I open my eyes and give him a look. “I’m not trying to hurt you.”

“Have you learned anything?”

“You have a strong soul,” I reply. “Do you actively strengthen it, or does that happen naturally by virtue of being in Eternity?”

He raises an eyebrow. “I don’t do anything to my soul. I mentioned before that the distinctions between affinity lessen here, but perhaps not in the way you’re assuming: Only those with domain over Death can directly manipulate souls. If you’re looking for someone to give you more details, I’d suggest seeking out Achemiss since you’re already acquainted.”

“How would I get to Achemiss from Vizier’s Crown?” I had already been considering seeking him out, but not for information about necromancy. I want to know how he contacted Soolemar...and how he contacted me. How I might be able to contact others.
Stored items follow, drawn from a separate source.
PR #175, opened 2024-01-25
Support Java package-level annotations

### LINKED ISSUE #156: Support package-level non-public marker
Instead of specifying a list of packages, it should be possible to specify a marker, for example [`@ApiStatus.Internal`](https://github.com/JetBrains/java-annotations/blob/b41de54f50e463211c71435c0fd86edeb9e3a152/common/src/main/java/org/jetbrains/annotations/ApiStatus.java#L73C25-L73C25)

fzhinkin:
Support extraction of packages annotated with particular annotations. These packages could be then be retained as public packages or filtered out as ignored packages.

Closes #156

### DIFF
--- a/src/main/kotlin/api/KotlinSignaturesLoading.kt
+++ b/src/main/kotlin/api/KotlinSignaturesLoading.kt
@@ -218,12 +218,23 @@ private fun List<ClassBinarySignature>.filterOutNotAnnotated(
     }
 }
 
+/**
+ * Extracts name of packages annotated by one of the [targetAnnotations].
+ * If there are no such packages, returns an empty list.
+ *
+ * Package is checked for being annotated by looking at classes with `package-info` name
+ * ([see JSL 7.4.1](https://docs.oracle.com/javase/specs/jls/se21/html/jls-7.html#jls-7.4)
+ * for details about `package-info`).
+ */
 @ExternalApi
 public fun List<ClassBinarySignature>.extractAnnotatedPackages(targetAnnotations: Set<String>): List<String> {
     if (targetAnnotations.isEmpty()) return emptyList()
 
     return filter {
         it.name.endsWith("/package-info")
+    }.filter {
+        // package-info classes are private synthetic abstract interfaces since 2005 (JDK-6232928).
+        it.access.isInterface && it.access.isSynthetic && it.access.isAbstract
     }.filter {
         it.annotations.any {
             ann -> targetAnnotations.any { ann.refersToName(it) }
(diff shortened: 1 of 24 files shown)


src/main/kotlin/api/KotlinSignaturesLoading.kt
```diff
@@ -218,6 +218,19 @@ private fun List<ClassBinarySignature>.filterOutNotAnnotated(
     }
 }
 
+@ExternalApi
+public fun List<ClassBinarySignature>.extractAnnotatedPackages(targetAnnotations: Set<String>): List<String> {
+    if (targetAnnotations.isEmpty()) return emptyList()
+
+    return filter {
+        it.name.endsWith("/package-info")
```
qwwdfsad, line 226: This code looks like something in the form of "@Ann object \`package-info`" might slip in, but haven't checked it

src/main/kotlin/api/KotlinSignaturesLoading.kt
```diff
@@ -218,6 +218,19 @@ private fun List<ClassBinarySignature>.filterOutNotAnnotated(
     }
 }
 
+@ExternalApi
```
qwwdfsad, line 221: Could you please elaborate on why it's public API?

src/test/kotlin/tests/CasesPublicAPITest.kt
```diff
@@ -59,11 +66,23 @@ class CasesPublicAPITest {
 
     private fun snapshotAPIAndCompare(testClassRelativePath: String, nonPublicMarkers: Set<String> = emptySet()) {
         val testClassPaths = baseClassPaths.map { it.resolve(testClassRelativePath) }
-        val testClasses = testClassPaths.flatMap { it.listFiles().orEmpty().asIterable() }
+        val testClasses = testClassPaths.flatMap {
+            if (!it.exists()) return@flatMap emptyList()
+            val allFiles = mutableListOf<File>()
+            Files.walkFileTree(it.toPath(), object : SimpleFileVisitor<Path>() {
```
qwwdfsad, line 72: We have a nice API for that:
```
it.toPath().visitFileTree { 
    onVisitFile { file, attributes ->
        allFiles.add(file.toFile())
    }
}
```

Also, worth filing KTIJ for the corresponding quickfix

src/main/kotlin/api/KotlinSignaturesLoading.kt
fzhinkin: It's an API facilitating markers gathering and if someone is using the BCV as an API, then they probably will need this as well.

qwwdfsad: Maybe it's worth adding a bit of KDoc then

src/main/kotlin/api/KotlinSignaturesLoading.kt
fzhinkin: I narrowed the set of matching `package-info` declarations to what javac should actually emit (abstract synthetic interfaces), thanks for pointing to it!

qwwdfsad (approved):
Nice!

Issue #149, opened 2023-09-01
Validate KLIB ABI compatibility on Multiplatform


fzhinkin:
There's an API to verify KLIB's binary compatibility that'll be released soon: 
https://youtrack.jetbrains.com/Issue/KT-54402
https://github.com/JetBrains/kotlin/blob/master/compiler/util-klib-abi/ReadMe.md

BCV should use it to support KLIBs validation in addition to JVM bytecode validation.

qwwdfsad:
Things that are worth keeping in mind (or maybe split into a few subtasks): dependency on Kotlin compiler:

* We can hardcode the dependency for the first version, but then we'll have to update it each Kotlin release
* We can later provide a plugin extension that takes the dependency of the same version as KGP applied to the project

ddolovov:
I would recommend to use `v2` of binary signatures (with mangled names included into the rendered signature text) vs `v1` (with only hashes).

fzhinkin:
> What is the naming scheme/migration path for non-JVM dumps, and how are they different (or the same?) across platform-specific, JS IR and WASM source-sets

I see a few options here:
1) use unified naming for both jvm and non-jvm target: `api/<target>/<projectName>.api`
-    pros: we already use such naming if a project contains multiple jvm-targets;
- cons: for an existing multiplatform project it means that an old api-file for a jvm-target need to be moved to `jvm` subdirectory.
2) for jvm targets don't do anything, for native targets use naming scheme mentioned above
-   pros: much pleasant migration path as there's no need to update jvm-specific dumps
- cons: there will be a dependency between the jvm'a apiDump task and native tasks, need to look carefully how to deal with it
3) dump klibs to their own `abi`-directory: `abi/<target>/<projectName>.abi`
- pros: easier to implement (compared to (2))
- cons: adds some complexity by introducing an additional directory for dumps: its unclear why KLIB ABI dumps deserved a different top-level directory
   

It's also unclear if there's anything we should do about identical KLIB ABI dumps across different native targets.
For example, for `kotlinx-io-core`, dumps for `linuxX64`, `linuxArm64`, `mingwX64` and all androidNative*-targets are identical, as well as all dumps for apple-targets are identical.
I don't really like the idea of storing identical files within the project and I don't like the idea of updating all these dumps once an API changed even more. But at the same time it's unclear if having identical ABI dumps for almost all targets is a common case (I would guess that it is) and how to group these dumps (assuming that they can diverge in the future).
[...]

PR #181, opened 2024-01-30
Update Kotlin version to 1.9.22

fzhinkin:
As part of KLib support (#149) we need to bump the Kotlin version as the required API is only available starting from the 1.9.20.

### DIFF
--- a/src/functionalTest/kotlin/kotlinx/validation/api/TestDsl.kt
+++ b/src/functionalTest/kotlin/kotlinx/validation/api/TestDsl.kt
@@ -13,7 +13,7 @@ import org.intellij.lang.annotations.Language
 public val API_DIR: String = ApiValidationExtension().apiDumpDirectory
 
 internal fun BaseKotlinGradleTest.test(
-    gradleVersion: String = "7.4.2",
+    gradleVersion: String = "8.5",
     injectPluginClasspath: Boolean = true,
     fn: BaseKotlinScope.() -> Unit
 ): GradleRunner {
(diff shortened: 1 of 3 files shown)


src/functionalTest/resources/examples/gradle/base/multiplatformWithJvmTargets.gradle.kts
```diff
@@ -21,6 +21,9 @@ kotlin {
             testRuns["test"].executionTask.configure {
                 useJUnit()
             }
+            attributes {
```
fzhinkin, line 24: It seems like `functionalTests` always use the same Kotlin version as the projects, so after updating to 1.9.22 we need to declare build variants here. Otherwise, the configuration won't succeed.

src/functionalTest/kotlin/kotlinx/validation/api/TestDsl.kt
```diff
@@ -13,7 +13,7 @@ import org.intellij.lang.annotations.Language
 public val API_DIR: String = ApiValidationExtension().apiDumpDirectory
 
 internal fun BaseKotlinGradleTest.test(
-    gradleVersion: String = "7.4.2",
+    gradleVersion: String = "8.5",
```
qwwdfsad, line 16: Do we change the minimal supported Gradle version for BCV? 
If so, worth noting it in README

qwwdfsad (approved):

src/functionalTest/kotlin/kotlinx/validation/api/TestDsl.kt
fzhinkin: I'll double check it. But here the version was updated only to make tests work with 1.9.22 (as I mentioned elsewhere, that version leaks into functional tests and I don't know what to do with that).

fzhinkin: I don't think we ever mentioned it explicitly, but the minimum supported Gradle version is 6.0 and after updating to Kotlin 1.9.22 the plugin still works with it.

qwwdfsad: Thanks!

PR #182, opened 2024-01-31
Added minimum required Gradle version

fzhinkin:


qwwdfsad (approved):

README.md
```diff
@@ -21,6 +22,10 @@ The tool allows dumping binary API of a JVM part of a Kotlin library that is pub
   * [Class member changes](#class-member-changes)
 * [Building locally](#building-the-project-locally)
 
+## Requirements
+
+Binary compatibility validator plugin requires Gradle `6.0` or newer.
```
qwwdfsad, line 27: The only risk I see here is that we don't test it on a regular basis. But this problem is widespread across all our Gradle plugins

PR #186, opened 2024-02-05
Add incremental validation

diareuse:
Validation is modified when using `useIncrementalValidation=true` to not fail when encountering additions, which are known to be backwards compatible. Instead spits out warnings to allow developers commiting the file early with the changes they have made.

The use case is to pair it with CI-run :check task and commit updated API after merge - considering all steps are automated. In cases where the API is not compatible, the task fails similarly to `useIncrementalValidation=false` or simply _the default_.

It's acknowledged that using `useIncrementalValidation=true` might cause issues when building upon a feature (or PR) in which cases the .api file might be accidentally prematurely commited to the VCS. In which case the developer might prefer leaving the option in the default state.

To the naked eye it might be apparent that checking only removals (leading `-`) is naive, but since the api diff add two distinct lines for changes (one leading `-`, other `+`), this naive approach proves working for all considered use-cases.

---

Change also includes ignored test, which ensures that `apiDump` is run automatically. I was not able, unfortunately, to get this feature working due to time constraints and not wanting to introduce additional Gradle tasks to automate this task. Maintainers are advised to either delete the test or implement the feature at their own pace. 🙂


fzhinkin:
@diareuse could you please [file an issue](https://github.com/Kotlin/binary-compatibility-validator/issues/new) describing the problem you're solving, examples of how and when the new validation mode should be used, as well as listing alternatives and shortcomings of the proposed approach?
Besides being a good reference point, an issue also seems more suitable for discussing a new feature, its implications, and alternatives.

diareuse:
Will do

diareuse:
@fzhinkin can we have a followup on this? :) Did you get a second opinion on this feature perhaps?

PR #192, opened 2024-03-14
Eliminate trailing double newline in dump

### LINKED ISSUE #133: Improve handling of trailing whitespace in API dump files
Currently, any API dump that BCV produces contains two trailing whitespaces lines, `\n\n`.

I have enabled 'strip trailing whitespace' in IntelliJ https://stackoverflow.com/questions/20679842/remove-trailing-whitespace-on-save-in-intellij-idea-12

When I open a .api file, which might automatically happen during a commit dialog, IntelliJ will replace the two trailing `\n\n` with a single `\n`. This is annoying, because then BCV will fail the test.

Other editors might also have problems with different types of behaviour that are difficult to predict or control.

Could BCV be changed to ignore any difference in trailing whitespace?

JakeWharton:
Closes #133

### DIFF
--- a/src/functionalTest/kotlin/kotlinx/validation/api/TestDsl.kt
+++ b/src/functionalTest/kotlin/kotlinx/validation/api/TestDsl.kt
@@ -27,8 +27,10 @@ internal fun BaseKotlinGradleTest.test(
                 createNewFile()
             }
 
-        scope.files.forEach {
+        scope.files.forEachIndexed { index, it ->
             val fileContent = readFileList(it)
+
+            if (index > 0) fileWriteTo.appendText("\n")
             fileWriteTo.appendText(fileContent)
         }
     }
--- a/src/test/kotlin/tests/utils.kt
+++ b/src/test/kotlin/tests/utils.kt
@@ -18,14 +18,13 @@ fun List<ClassBinarySignature>.dumpAndCompareWith(to: File) {
         to.bufferedWriter().use { dump(to = it) }
         fail("Expected data file did not exist. Generating: $to")
     } else {
-        val actual = dump(to = StringBuilder())
+        val actual = dump(to = StringBuilder()).toString()
         assertEqualsToFile(to, actual)
     }
 }
 
-private fun assertEqualsToFile(expectedFile: File, actual: CharSequence) {
-    val actualText = actual.trimTrailingWhitespacesAndAddNewlineAtEOF()
-    val expectedText = expectedFile.readText().trimTrailingWhitespacesAndAddNewlineAtEOF()
+private fun assertEqualsToFile(expectedFile: File, actualText: String) {
+    val expectedText = expectedFile.readText()
 
     if (OVERWRITE_EXPECTED_OUTPUT && expectedText != actualText) {
         expectedFile.writeText(actualText)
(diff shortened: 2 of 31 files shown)


src/functionalTest/kotlin/kotlinx/validation/api/TestDsl.kt
```diff
@@ -27,8 +27,10 @@ internal fun BaseKotlinGradleTest.test(
                 createNewFile()
             }
 
-        scope.files.forEach {
+        scope.files.forEachIndexed { index, it ->
```
JakeWharton, line 30: The fact that you can add multiple dump files and have them magically joined is weird. It's only used in one test. That test should specify a combined file and this functionality should be eliminated.

Can do in a follow-up if you agree.

src/test/kotlin/tests/utils.kt
```diff
@@ -34,8 +33,3 @@ private fun assertEqualsToFile(expectedFile: File, actual: CharSequence) {
 
     assertEquals(expectedText, actualText, "Actual data differs from file content: ${expectedFile.name}\nTo overwrite the expected API rerun with -Doverwrite.output=true parameter\n")
 }
-
-private fun CharSequence.trimTrailingWhitespacesAndAddNewlineAtEOF(): String =
```
JakeWharton, line 38: Another testing oddity. This fundamentally undermines the ability to validate the textual representation of the dump and prevented actually asserting against the behavior change in this PR.

The presence or absence of trailing whitespace on a line and the presence or absence of trailing newlines are part of the output and should be validated as such.

JakeWharton:
Sure, no rush. Thanks. I'll do a rebase in the mean time later today.

src/functionalTest/kotlin/kotlinx/validation/api/TestDsl.kt
fzhinkin: It's not only about dumps, and I personally find it quite convenient when it comes to constructing Gradle build scripts, like here: https://github.com/Kotlin/binary-compatibility-validator/blob/218728f09404b5e4330678fb9101191954b3e182/src/functionalTest/kotlin/kotlinx/validation/test/InputJarTest.kt#L18

fzhinkin:
I'm not 100% sure if a double newline at the end of a dump was intentional (@ilya-g correct me if it was), but changing it right now will annoy a lot of users as their dumps will no longer pass validation.

So, at least `KotlinApiCompareTask` has to be update to ignore trailing newlines.
I would also add a `dump` overload accepting a parameter controlling trailing newlines and preserve the current behavior for the old overload, so that existing `dump` users (like Kotlin stdlib) won't experience any changes in a dump format:
```
public fun <T : Appendable> List<ClassBinarySignature>.dump(to: T): T = dumpTo(to, true)
public fun <T : Appendable> List<ClassBinarySignature>.dump(to: T, addTrailingNewline: Boolean): T { .. }
```

JakeWharton:
The format has changed before in minor version bumps. Since the next version is a minor version bump, perhaps we can instead warn if the double trailing newline is present. And then remove that for 0.16 where we only accept the new format.

fzhinkin:
> The format has changed before in minor version bumps.

That's true, but it was usually associated with improvements in public ABI handling, not just the format itself.

> Since the next version is a minor version bump, perhaps we can instead warn if the double trailing newline is present. And then remove that for 0.16 where we only accept the new format.

The fix is about cleaning up the mess BCV made previously itself, not something users deliberately made themselves. So I don't think we should bother users if there's an option to slightly change `KotlinApiCompareTask`'s behavior and make everything unnoticeable (for those who don't update the dump, ofc).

Holiday cocks his head. “He’s far from here. In case it wasn’t obvious, this location is meant to be as inconvenient as possible.”

“How long would it take?” It’s not like I have a shortage of time.

“Depends on how well you navigate Eternity, but at least three years from now, I’d reckon. If you get stuck in zones like Vizier’s Crown with scarce points through which to exit, the journey might take longer. In a place like this I might travel for days without finding a weak point in the veil I can exploit.”

I narrow my eyes. Three years...I can’t imagine how far a place must be for it to take years of traveling to reach, let alone years of travel by an ascendant. To be fair, this place is called Eternity: Any previous scales of distance I’m used to are irrelevant. “How long would it take for you to reach Achemiss?”

Holiday shrugs. “It could take three years. Could take longer if I’m unlucky tearing through reality, could take significantly shorter if luck is on my side. Part of the point of Eternity is to be continuously unpredictable, else us Beginning types would make nice maps for everything and grow bored in a couple hundred years. Now, are you going to keep experimenting, or have you already mastered slashing a hole in reality?”

I frown but keep my mouth shut. After another half minute of probing, I manage to wiggle an ethereal energy tendril into his chest cavity. There, I realize something I didn’t expect: I can’t actually touch Holiday’s soul. It’s almost as though I’m trying to touch the holographic projection of a physical object.

I frown. What kind of place is Eternity if neither body nor soul are real? I hadn’t thought about the implications of Eternity being a land of immortality before now. ‘Real’ is perhaps the wrong word to use–Ari was real. The power she no-doubt gained in Eternity was real.

Unsurprisingly, there’s a lot I still need to learn.